LES CÉLÉBRATIONS

LES CÉLÉBRATIONS

Mercredi 26 mars 1997 : une célébration de L’autre Parole. J’ai mal à la tête. Je n’ai que ce temps pour préparer en communauté, la fête de Pâques. Monique et Lise prennent un bol d’eau et, en grandes prêtresses, passent dans les rangées pour asperger les participantes et les participants. Ces gestes trop collés aux rituels des prêtres m’agacent, je dois l’avouer. Monique passe tout près de moi et, avec un sourire narquois, elle secoue avec vigueur son rameau séché, me mouillant assez copieusement le visage. La fraîcheur du geste autant que de l’eau me font un bien immense : l’un à mon agacement, l’autre à ma migraine. Je retrouve la vraie signification du symbole : un éveil, une joie, un jaillissement de bien-être.

Je suis entrée dans L’autre Parole à cause d’une célébration. Nous n’étions que quatre, je m’en souviendrai toujours. Et j’avais à dire mon expérience, à partager mes réflexions, à me manifester. L’audace de ces gestes, que je prends pour acquis aujourd’hui, m’avaient soufflée, alors. La simplicité des choses, leur signification renouvelée avaient été pour moi comme une révélation : il n’y avait nul doute, ma place c’était là, avec ces femmes.

Les célébrations sont pour moi le lien majeur qui m’attache au groupe. Sans elles, toute la réflexion que nous y menons n’aurait aucun aboutissement, elle vaudrait un bon cours universitaire. Les célébrations ont toujours représenté l’apothéose de nos colloques. Là où l’on se dit : « II y avait la théorie; voilà la pratique ». Une pratique joyeuse, pénétrante, vivante.

C’est au cours de nos célébrations que je ressens le plus intimement la présence de l’Esprit.
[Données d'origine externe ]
PR #2679, opened 2026-07-15
Expose Config v2 validation and migration CLI

### LINKED ISSUE #2534: Add Config v2 validation and migration CLI commands
Config v2 needs user-facing tooling for validating new configuration and migrating existing OBI configuration before Config v2 becomes part of the public runtime surface.

This issue implements the release-gated CLI portion of #2251. It must ship in the same release as standalone Config v2 loading, Collector receiver Config v2 support, and the published Config v2 documentation and artifacts.

## Scope

- Add `obi config validate` for Config v2 documents.
- Add `obi config migrate` for converting supported v1 configuration to Config v2.
- Reuse the internal Config v2 schema and conversion packages rather than introducing a second parser or conversion path.
- Produce validation and migration errors that identify the relevant field or section when possible.
- Define stable exit-code behavior suitable for scripts and CI.
- Ensure migrated output passes `obi config validate`.

### Validation

- Accept valid standalone Config v2 documents.
- Reject malformed Config v2 documents.
- Reject unsupported versions.
- Report standalone-versus-receiver section errors clearly when the selected validation mode requires it.
- Do not silently reinterpret malformed Config v2 as v1 configuration.

### Migration

- Convert the supported v1 file-based configuration surface to Config v2.
- Preserve supported runtime behavior and defaults.
- Report fields that cannot be migrated without user input or that are outside the supported v1-to-v2 migration contract.
- Produce deterministic output suitable for review and source control.

## Tests

- Command tests for successful validation and migration.
- Invalid YAML and invalid Config v2 schema tests.
- Unsupported-version tests.
- Migration tests covering representative discovery, capture, network, exporter, enrichment, and daemon configuration.
- A test proving migrated output passes validation.
- Exit-code tests.

## Acceptance criteria

- [ ] `obi config validate` validates supported Config v2 documents without starting OBI.
- [ ] `obi config migrate` produces valid Config v2 for the supported v1 migration surface.
- [ ] Invalid and unsupported input returns actionable errors and non-zero exit codes.
- [ ] Migrated output is deterministic.
- [ ] The commands use the same internal parser and conversion implementation as the runtime.
- [ ] User documentation covers command usage and limitations.

## Related

- #2251
- #1758
- #594

MrAlias:
## Summary

- expose `obi config validate` for standalone and Collector receiver Config v2 files
- expose deterministic `obi config migrate` support for the v1-to-v2 contract
- reject malformed, unsupported, unknown, or lossy input with actionable errors and stable exit codes
- validate generated migrations through the shared schema and runtime conversion path before emitting YAML
- document command usage, stream behavior, environment substitution, and exit codes

## Migration behavior

Migration starts from the v1 runtime configuration model, applies the existing v1 normalization semantics, and reuses the internal Config v2 converter. It emits canonical YAML on stdout and a deterministic mapping report on stderr. A source-field round trip prevents known-but-unrepresented v1 settings from being silently dropped and reports the exact v1 paths that require manual migration.

Validation is explicitly v2-only and never falls back to v1 interpretation. Receiver mode uses the receiver schema boundary and rejects standalone-only sections before runtime validation.

## Validation

- `make generate`
- `go test ./cmd/obi/internal/configcmd ./pkg/obi ./internal/config/convert ./internal/config/schema`
- project `golangci-lint` configuration on the changed Go packages
- `make compile`
- `make lint-markdown`
- `make license-header-check`
- built-binary smoke tests for standalone validation, receiver validation, and representative v1 migration

Closes #2534

Part of #2251


cmd/obi/internal/configcmd/configcmd.go
```diff
@@ -0,0 +1,449 @@
...
+	"flag"
+	"fmt"
+	"io"
+	"os"
+	"reflect"
+	"sort"
+	"strings"
+
+	"go.yaml.in/yaml/v3"
+	legacyyaml "gopkg.in/yaml.v3"
```
mariomac, line 18: What's the reason of having two external dependencies for YAML? Can't both structures be encoded/decoded with the same library?

mariomac (commented):
This is looking great!

When the functionality is finally available I wonder if, as an extra testing, we can pick up few existing integration tests (e.g. 2 docker integration tests and 2 k8s tests), then convert v1 config to v2, and make OBI run with V2 and see that the required configuration is still active.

C’est là que je vis avec le plus de passion le miracle L’autre Parolien. Car il circule toujours un vent de grâce, lors de ces minutes de cheminement spirituel. Bien sûr, elles ne sont pas toutes aussi réussies; certaines, nous l’avons vu, me rejoignent moins que d’autres. Mais j’en ressers toujours grandi, ayant avancé dans ma démarche de foi.
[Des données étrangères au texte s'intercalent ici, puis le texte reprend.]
PR #2680, opened 2026-07-15
Unify directional HTTP route policies in config v2

### LINKED ISSUE #747: Cleaner per-service and routing config
Right now there are two places where the route matching config exists:

One is on a [`per-service` level](https://github.com/open-telemetry/opentelemetry-ebpf-instrumentation/blob/e1a412f8b605fd0fe2173288a8b77923582c278e/pkg/services/custom_routes.go#L6-L9): 

```yaml
discovery:
  services:
    - namespace: multi-k
      name: java-serv
      open_ports: 8085
      routes:
        incoming:
          - /greeting123/{something}
        outgoing:
          - /*
```

And another is on a [global level](https://github.com/open-telemetry/opentelemetry-ebpf-instrumentation/blob/e1a412f8b605fd0fe2173288a8b77923582c278e/pkg/transform/routes.go#L51-L63):

```yaml
routes:
  patterns:
    - /basic/:rnd
  unmatched: path
  ignored_patterns:
    - /metrics
  ignore_mode: traces
```

We need to reconcile the two. For example, I think `ignore_patterns` and `unmatched` are useful in the `per-service` level as well. And that `incoming / outgoing` differentiation is useful on a global level as well.

Also the two being in completely different places is weird as well.

MrAlias:
Closes #747.

## Summary

- define one direction-scoped HTTP route policy for global and per-service config v2 settings
- make ignored patterns, ignore mode, unmatched routes, wildcard selection, and cardinality available at both scopes
- preserve the v1 configuration surface while mapping flat global settings into both v2 directions
- update the v2 schema, default example, migration guidance, and parity checks

## Configuration semantics

Per-service route policies override global policies field by field. Omitted fields inherit the global value, while explicitly configured arrays replace the inherited array, including an empty array that clears it. Route evaluation applies ignored patterns first, then configured or discovered routes, then unmatched-route behavior.

## Validation

- `make generate`
- `make check-config-schema`
- `make lint-markdown`
- `python3 devdocs/config/version-2.0/validate_example.py`
- `go test -race ./...`
- focused tests for config conversion, discovery, and route transformation
- `golangci-lint` across every modified Go package


mariomac (commented):
Looks great! I wonder if there is a way to simplify the code:
* Remove the code from old, non-directional route decorator (`provideRoutes`) and keep only the directional route decorator `provideDirectionalRoutes`
* If the user defines the non-directional routing patterns, copy them to both `Incoming` and `Outgoing` configuration so the directional routing code will behave as the old, global, non-directional route decorator.

MrAlias:
Thanks, Mario. I agree that a single directional path would be a cleaner end state.

I’m hesitant to take it in this PR. The non-directional decorator exists solely for config v1 compatibility, and the plan is to retire that surface once v2 has proven stable. Converting legacy configuration into the directional representation now would add a transient compatibility layer and broaden this into a v1 behavioral-parity exercise—particularly around service-level routing precedence—only to remove it with the v1 path.

I’d keep this PR focused on making v2 correct and stable, then delete the non-directional implementation as part of the v1 sunset. If you think it is worth retaining the idea, I’m happy to open a follow-up issue so we can revisit it if the v1 support horizon changes or the duplicate logic causes a concrete maintenance issue. Let me know what you think.

mariomac:
Ok @MrAlias your strategy sounds reasonable to me.

pkg/appolly/services/custom_routes.go
```diff
@@ -3,7 +3,119 @@
...
+}
+
+func (p DirectionalRoutePolicies) Clone() DirectionalRoutePolicies {
+	return DirectionalRoutePolicies{
+		Incoming: p.Incoming.Clone(),
+		Outgoing: p.Outgoing.Clone(),
+	}
+}
+
+func (o *RoutePolicyOverride) Apply(base RoutePolicy) RoutePolicy {
```
grcevski, line 78: I think this logic causes the per service routes to override the global patterns, while in v1 they were additive.

For example, users may have global rule for /health, but then define per service rule for certain problematic routes.

internal/config/convert/import.go
```diff
@@ -986,34 +1088,27 @@ func applyV2HTTPRouteDiscovery(cfg *obi.Config, discovery schema.HTTPRouteDiscov
...
-	}
-	if routes.IgnoreMode != nil {
-		dst.IgnoredEvents = *routes.IgnoreMode
-	}
-	if routes.WildcardChar != nil {
-		dst.WildcardChar = *routes.WildcardChar
-	}
-	if routes.MaxPathSegmentCardinality != nil {
-		dst.MaxPathSegmentCardinality = *routes.MaxPathSegmentCardinality
+func activateV2RuleRoutePolicies(cfg *obi.Config) {
```
grcevski, line 1095: When incoming is globally configured but outgoing is absent, an outgoing rule containing only patterns inherits an empty Unmatch, which I think is interpreted as a wildcard. The same rule with both globals absent inherits unset.

pkg/appolly/services/custom_routes.go
MrAlias: I kept replacement semantics for v2. Omitting `patterns` inherits the global array, while specifying it replaces the array; an explicit empty array can therefore clear inherited routes. This is an intentional difference from v1, documented in `migration.md` and covered by `TestDirectionalRoutesPerServiceOverrides`. Making arrays additive would remove the ability to replace or clear global patterns and conflict with the field-by-field override contract.

internal/config/convert/import.go
MrAlias: Fixed in `97194b2c`. `activateV2RuleRoutePolicies` now assigns `UnmatchUnset` independently to each direction without a global policy. An outgoing pattern-only rule no longer inherits legacy wildcard behavior when only the incoming global policy exists. `TestV2ToRuntimePreservesAbsentGlobalHTTPDirectionWithRule` covers this case. `make test` and `make compile` pass.

pkg/appolly/services/custom_routes.go
grcevski: OK, that's fair. I think that might be better for certain scenarios where there are conflicts.

grcevski (approved):
LGTM!

MrAlias:
> Ok @MrAlias your strategy sounds reasonable to me.

#2780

Organiser la célébration d’un colloque est un moment d’intense activité dans la vie d’un groupe. Certaines préparations peuvent s’avérer stressantes. En effet, si on peut en planifier la structure de base, il faut obligatoirement laisser une place à l’imprévu, ne serait-ce que pour intégrer à nos rituels, les mots du travail collectif qui a précédé. Pour moi, ces temps de création sont devenus une espèce de profession de foi et un geste d’abandon. Nous préparons ce qu’il y a à préparer, le reste est à la grâce de Dieue. Et Dieue, y joue toujours son rôle, ne serait-ce parfois que pour cacher aux yeux de nos invitées, certaines imperfections.

Les célébrations des autres, c’est un autre type de joie; au lieu de préparer le repas, il nous est préparé. Quelle joie de voir des femmes timides et réservées se métamorphoser en Marie-Madeleine ou en Vasthi! Quelle joie d’être surprise par une réflexion ou un geste que le travail ne nous avait pas révélé et qui nous est présenté là, en toute simplicité. Combien de remises en question sont provoquées par l’invitation à poser ensemble des gestes symboliques, qu’ils soient d’une douceur amoureuse ou bien à la limite de la violence!

Les célébrations ont été pour moi de belles occasions d’écriture, de grands moments de réflexion et de création. Elles ont aussi été le temps et le lieu de grands aspects terrifiants. Voici qu’après m’être fait nommée par mon nom, mêlé à tous ces noms de femmes, lors de notre célébration du 20e anniversaire de L’autre Parole, je me suis dit que jamais plus ma vie ne devait être la même. Cette expérience m’a rendue différente, commise à une mission qui me dépasse : je suis chrétienne.